I am starting this thread here to present my own views on the new fragments, due to the obvious Spook Country connections, and to keep myself away from the bustle in Random. It is also less likely that WG will see it out here in the boondocks.
First of all some chronological musings.
WG was probably at the revising stage of Pattern Recognition by 9/11/01. However the rewriting due to the world change delayed the book several months. The book was published in February 2003 (15 months later). He started posting Spook Country fragments the 21st January 2006, stopping in September, and eighteen months later we got the book, four years and a half gap between books. In the eighties the gap was two years, three years in the nineties so the four years in the new century seemed right.
Which is why the current three year gap (it has been three years already!) seems fast. And I cannot forget what he said in London in August 2007: “Gotta go. I have a book to write.”
All these reflections make me think that the new book will be closer to Spook Country, continuous with it, tackling the questions that he still had after finishing it. Spook Country is the most political, and maybe because of this, the most comedic of his works. The problem with Politics is that it is hard to step away. It just keeps happening.
WG has already published novels sharing many characters, in the Bridge series, so it is not unusual. I suspect the “present” setting helps to keep the characters alive in the author’s mind.
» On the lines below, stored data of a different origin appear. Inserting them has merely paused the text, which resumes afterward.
PR #6251, opened 2021-06-04
Update job status (datums processed, skipped, etc...) while a job is running

brycemcanally:
This PR adds job status updates while a job is running in 2.0 and logging for the skipping / datum deletion step in a job.


jdoliner (approved):
LGTM

PR #6252, opened 2021-06-04
PPS worker performance improvements

brycemcanally:
This PR contains a couple small changes to improve the performance of the PPS workers:
- Improves the performance of skipping by writing meta files directly to the fileset stream, rather than going through the local filesystem (the per file overhead needs to be kept really low for this to be acceptable).
- We now convert the output to a tar stream on the fly, rather than buffering the output into a tar file on the local filesystem.
- Refactors the handling of symlinks out of the tarutil package.


acohen4 (approved):
LGTM

PR #6253, opened 2021-06-04
Rewrite stable hash computation to improve performance

brycemcanally:
This PR rewrites the stable hash computation to improve the performance. The current stable hash computation, based on the index resolver, has bad performance on workloads that cannot take advantage of the cheap copy functionality provided by the chunk storage layer (avoids reading chunks that have a full set of data references copied into the writer). Workloads that have a lot of small files with the paths randomly distributed across multiple filesets will essentially need to read all / a lot of the data to compute the hashes. This approach doesn't make as much sense with the notion of file parts removed since we don't need to determine the hash of a file by combining multiple file parts. So, the new approach basically fast paths the most common case which is that the hash that we store with the file is the resolved hash. For the case where we have a file spread across multiple filesets (a large file or using the append functionality), we setup a chunk writer for just the edges of the filesets / appended content (the part that needs to be resolved).


src/internal/storage/chunk/storage.go
```diff
@@ -76,3 +77,49 @@ func (s *Storage) List(ctx context.Context, cb func(id ID) error) error {
 func (s *Storage) NewDeleter() track.Deleter {
 	return &deleter{}
 }
+
+// StableHash returns a stable hash for a set of data refs.
+func (s *Storage) StableHash(ctx context.Context, dataRefs []*DataRef) ([]byte, error) {
```
brendoncarroll, line 82: I don't think this really belongs in the chunk package.  Can we move this to the fileset package?  It's a little weird that we have to punch through all the way to the chunk level to do this in the pfs server.

src/internal/storage/chunk/chunk.proto
```diff
@@ -8,8 +8,7 @@ message DataRef {
   // The chunk the referenced data is located in.
   Ref ref = 1;
   // The hash of the data being referenced.
-  // This field is empty when it is equal to the chunk hash (the ref is the whole chunk).
-  string hash = 2;
+  bytes hash = 2;
```
brendoncarroll, line 11: 👍

src/server/pfs/server/source.go
```diff
@@ -20,6 +20,7 @@ type Source interface {
 }
 
 type source struct {
+	storage    *fileset.Storage
```
brendoncarroll, line 23: Can we not depend on the whole fileset.Storage?  We seem to just grab the ChunkStorage() below.  I would prefer to pass that in in the constructor.

src/internal/storage/chunk/storage.go
brycemcanally: I think this functionality makes sense in the chunk layer because it requires knowledge about how the data refs are generated by the writers and how they correspond to chunks, but I agree that we shouldn't need to punch into the chunk layer at the PFS layer. How about if I add a wrapper for this at the fileset layer that operates on the indexes?

src/server/pfs/server/source.go
brycemcanally: If you agree with the change above, we would want to keep this.

brendoncarroll (approved):
We talked offline about keeping the functionality in the chunk package and passing the chunk.Storage directly to the pfs Source.

PR #6254, opened 2021-06-04
Add cache to fileset index layer that enables binary searching on index chunks

brycemcanally:
This PR adds a cache to the fileset index layer that enables binary searching on index chunks. Index chunks store serialized index protos and are subject to the same min / avg / max configuration of normal file content chunks. This means that index chunks can have a lot of index protos packed into them (i.e. the current default chunk avg is 8MB, which would be a lot of index protos). A linear scan through these protos is a significant amount of overhead for point queries (we had a similar problem in 1.x with output repos that we "addressed" by just making the chunks smaller). To address this, I added a caching layer to the indexing layer that stores sorted path offsets in memory for a set of cached index chunks, which allows us to perform a binary search on the indexes in the chunk when a cache hit occurs. There might be some opportunity for improving this later by either exposing arbitrary metadata to associate with chunks cached in the chunk storage layer so that we don't need a separate cache for this and potentially just storing the index entries rather than offsets that are used to select the right byte offset to feed into the normal index reader.

### DIFF
--- a/src/internal/storage/fileset/index/cache.go
+++ b/src/internal/storage/fileset/index/cache.go
@@ -1,0 +1,106 @@
+package index
+
+import (
+	"bytes"
+	"context"
+	"io"
+	"sort"
+	"sync"
+
+	"github.com/hashicorp/golang-lru/simplelru"
+	"github.com/pachyderm/pachyderm/v2/src/internal/pbutil"
+	"github.com/pachyderm/pachyderm/v2/src/internal/storage/chunk"
+)
+
+type Cache interface {
+	Get(ctx context.Context, chunkRef *chunk.DataRef, filter *pathFilter, w io.Writer) error
+}
+
+type cache struct {
+	storage *chunk.Storage
+	cache   *simplelru.LRU
+	mu      sync.Mutex
+}
+
+func NewCache(storage *chunk.Storage, size int) Cache {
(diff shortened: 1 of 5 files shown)


src/internal/storage/fileset/index/cache.go
```diff
@@ -0,0 +1,106 @@
...
+	"sort"
+	"sync"
+
+	"github.com/hashicorp/golang-lru/simplelru"
+	"github.com/pachyderm/pachyderm/v2/src/internal/pbutil"
+	"github.com/pachyderm/pachyderm/v2/src/internal/storage/chunk"
+)
+
+type Cache interface {
+	Get(ctx context.Context, chunkRef *chunk.DataRef, filter *pathFilter, w io.Writer) error
```
brendoncarroll, line 16: `chunkRef` -> `dataRef`

brendoncarroll (commented):
The interface Cache doesn't seem like it will realistically get much reuse.  It would be one thing if it had an Add method, but it doesn't, the cache miss logic is implied in the Get method.

I think the `Cache` interface should either be
1.  A concrete type.
2. Also have an Add method.  The package can have a function for looking up from the cache and falling back to the chunk storage.  At that point, I could expect there to be another implementation of Cache.

brendoncarroll:
Let's also avoid exposing a knob for this, at least for a little while.

PR #6256, opened 2021-06-04
Remove build pipelines.

PFedak:


src/internal/metrics/metrics.proto
```diff
@@ -22,41 +22,40 @@ message Metrics {
...
-    float resource_cpu_limit       = 45; // Total CPU limits set across all pipelines
-    float resource_cpu_limit_max   = 46; // Max CPU limit set
-    string resource_mem_limit      = 47; // String of memory limits set
-    int64 resource_gpu_limit       = 48; // Number of pipelines with
-    int64 resource_gpu_limit_max   = 49; // Max GPU limit set
-    string resource_disk_limit     = 50; // String of disk limits set across all pipelines
-    uint64 max_parallelism         = 51; // Max parallelism set
-    uint64 min_parallelism         = 52; // Min parallelism set
-    uint64 num_parallelism         = 53; // Number of pipelines with parallelism set
+    int64 cfg_egress               = 17; // Number of pipelines with Egress configured
```
nitinjainsj, line 25: I would not change the number. Just mark the field unused. An old interpreter will read "17" as data for pps_build.

nitinjainsj (commented):
In a separate PR, we should remove build pipeline from top level make file, the corresponding directories in etc/pipeline-build, and goreleaser/docker-build-pipeline.yml

src/internal/metrics/metrics.proto
PFedak: Hmm, I thought the plan was to make protos explicitly incompatible between 1.x and 2.x, but I can preserve the numbers

chainlink:
Follow on PR: https://github.com/pachyderm/pachyderm/pull/6289

nitinjainsj (approved):

PR #6257, opened 2021-06-04
Add golanglint-ci

actgardner:
Re-enable linting in CI and clean up a few pieces of unused code that are detected. golanglint-ci is a meta-linter which runs govet a few other checks by default (https://golangci-lint.run/usage/linters/). This is a mostly stock config, except `errcheck` is currently disabled because we have an alarming number of unchecked errors to work through. 

This removes golint - which is deprecated and "is not, and will never be, trustworthy enough for its suggestions to be enforced automatically, for example as part of a build process" (https://github.com/golang/lint#purpose). It is no longer necessary to write a godoc comment for every public field, struct and method.

### DIFF
--- a/src/internal/serviceenv/config.go
+++ b/src/internal/serviceenv/config.go
@@ -68,8 +68,8 @@ type PachdSpecificConfiguration struct {
 	MemoryRequest              string `env:"PACHD_MEMORY_REQUEST,default=1T"`
 	WorkerUsesRoot             bool   `env:"WORKER_USES_ROOT,default=true"`
 	DeploymentID               string `env:"CLUSTER_DEPLOYMENT_ID,default="`
-	RequireCriticalServersOnly bool   `env:"REQUIRE_CRITICAL_SERVERS_ONLY",default="false"`
-	MetricsEndpoint            string `env:"METRICS_ENDPOINT",default=""`
+	RequireCriticalServersOnly bool   `env:"REQUIRE_CRITICAL_SERVERS_ONLY,default=false"`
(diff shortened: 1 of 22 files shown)


src/internal/serviceenv/config.go
```diff
@@ -68,8 +68,8 @@ type PachdSpecificConfiguration struct {
 	MemoryRequest              string `env:"PACHD_MEMORY_REQUEST,default=1T"`
 	WorkerUsesRoot             bool   `env:"WORKER_USES_ROOT,default=true"`
 	DeploymentID               string `env:"CLUSTER_DEPLOYMENT_ID,default="`
-	RequireCriticalServersOnly bool   `env:"REQUIRE_CRITICAL_SERVERS_ONLY",default=false"`
-	MetricsEndpoint            string `env:"METRICS_ENDPOINT",default="`
```
msteffen, line 72: :exploding_head:

src/internal/sql/sql.go
```diff
@@ -81,5 +81,4 @@ func (r *PGDumpReader) readFooter() error {
 			return err
 		}
 	}
-	return nil
```
msteffen, line 84: :joy:

msteffen (approved):
LGTM. Two comments, both emoji.

Also, for posterity (I had to look it up): golangci-lint runs staticcheck, so removing staticcheck from `etc/testing/lint.sh` should be a no-op.

src/internal/serviceenv/config.go
actgardner: struct tags are evil and nothing will ever convince me otherwise 🤷

PR #6789, opened 2021-08-24
Fix fuzz provenance test

brycemcanally:
This PR is intended to fix the fuzz provenance test. The fuzz provenance test was consistently failing when trying to squash a commit that had an unfinished child. The way this can come about is the following (branches are numbers, commits are letters and are left to right from ancestor to descendant, alias commits have an apostrophe):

If we cannot help but ask ourselves “What would Bigend do with this…” while checking the news, I suspect it is even harder for him. Then we have Milgrim, that I believe works as the author’s avatar in that spooky alternate world. If he keeps the political content, he needs his spokesman. These well worn characters would speed up writing, compared to a new set.
That would set up Bigend firmly as the link, which is only natural. If he stays true to form, and splices three narratives, we are missing one of the three, the new one, as we have Hollis/Inchmale in London and Milgrim exploring the USA subconscious. I doubt it will be Tito. As Cayce before, he was left in balance by the novel’s ending, at peace in a good place they could stay in, unlike Hollis or Milgrim, who were on the verge of entering the unknown, with an uncertain future in front of them.
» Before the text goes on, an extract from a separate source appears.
PR #6790, opened 2021-08-24
Alias commits need total filesets

brendoncarroll:
Prior to these changes, alias commits did not have any filesets associated with them.  When getting the fileset for an alias commit, the commit was skipped and the content was instead retrieved from the parent.  Now only open commits require reading the parent.  The read path for alias commits is the same as regular commits.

Now the fragments themselves.
The first one, Cabinet, seems now in retrospective to show Hollis voice, the peculiar feeling of someone used to British eccentricity while feeling detached from it. Nothing like an expatriate American for that. The description hovers at the edge of déjà vécu, “I have been to a place like this”, without allowing us to pinpoint a particular example. Brilliant.
Hold the coprophagia amused me, as Hollis is repeating, I suppose, the wikipedia entry that most readers would quickly check too. Circular references. Seems to belong to the same chapter as the first one. And I agree that Number Four is the name of the room. Not a number, a name. I would also like to point out that walrus ivory scrimshaw is thin and longish, better suited for umbrella handles and sticks than bed decoration, so “slabs” just doesn’t feel right, at least as opposed to sperm whale pan bone (often mistaken as ivory), the biggest and densest bone in nature, possibly the best scrimshaw material. I would also like to point out that a right whale lower jaw is 3-4 meters long, so enormous is right, and it really puts Number Four into the biggie class.
Cricket once again seems to follow closely the previous fragment. If I was amused by the wikipedia quote, its repetition becomes hilarious, although the duplication of heavy for the handset does not feel right. Once again we have three steps to the phone, to transmit that old house/big room feeling. The interaction between Hollis and Hubertus just seems a natural evolution of the one in Spook Country, with Hollis no longer bound to him as an employee but yet knowing how insistent Hubertus is when he wants something. To me it says that they have possibly not been in touch after the jingle affair, but that Inchmale has hit it off with him, so she remains indirectly aware of him.
Clearly money is no longer a problem for Hollis, a pleasant change that allows her to set some terms in her interaction with Bigend.
The Gabriel Hounds. A change of scenario, from Cabinet to Gay Dolphin Gift Cove, from London to South Carolina (I was not surprised to check that there is a Brooks Brothers in the 51 of Via della Vigna Nuova, in Florence). Once again I see Milgrim channeling more or less raw Gibson feelings. But this time he seems less detached, an actor of sorts rather than an uninvolved (almost) observer. The question then is what game is Bigend playing that requires Milgrim’s touch. I suppose that would make me happy, as I was among those that thought that it was Bigend who called Milgrim at the end of SC, and we know that he is curious and stubborn enough to make the effort to track him down, and maybe find out what Hollis was up to in Vancouver.